[Opening Input section]

PR #297, opened 2024-12-04
[15.0][IMP] sale_report_delivered: Allow salesman to have access to the sale delivery report in the same way as they have access to the sales report.

pilarvargas-tecnativa:
cc @Tecnativa TT51606

@sergio-teruel @carlosdauden please review

### DIFF
--- a/sale_report_delivered/security/ir.model.access.csv
+++ b/sale_report_delivered/security/ir.model.access.csv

[Closing Input section]

Output the records again in full. Keep every character as written.

PR #297, opened 2024-12-04
[15.0][IMP] sale_report_delivered: Allow salesman to have access to the sale delivery report in the same way as they have access to the sales report.

pilarvargas-tecnativa:
cc @Tecnativa TT51606

@sergio-teruel @carlosdauden please review

### DIFF
--- a/sale_report_delivered/security/ir.model.access.csv
+++ b/sale_report_delivered/security/ir.model.access.csv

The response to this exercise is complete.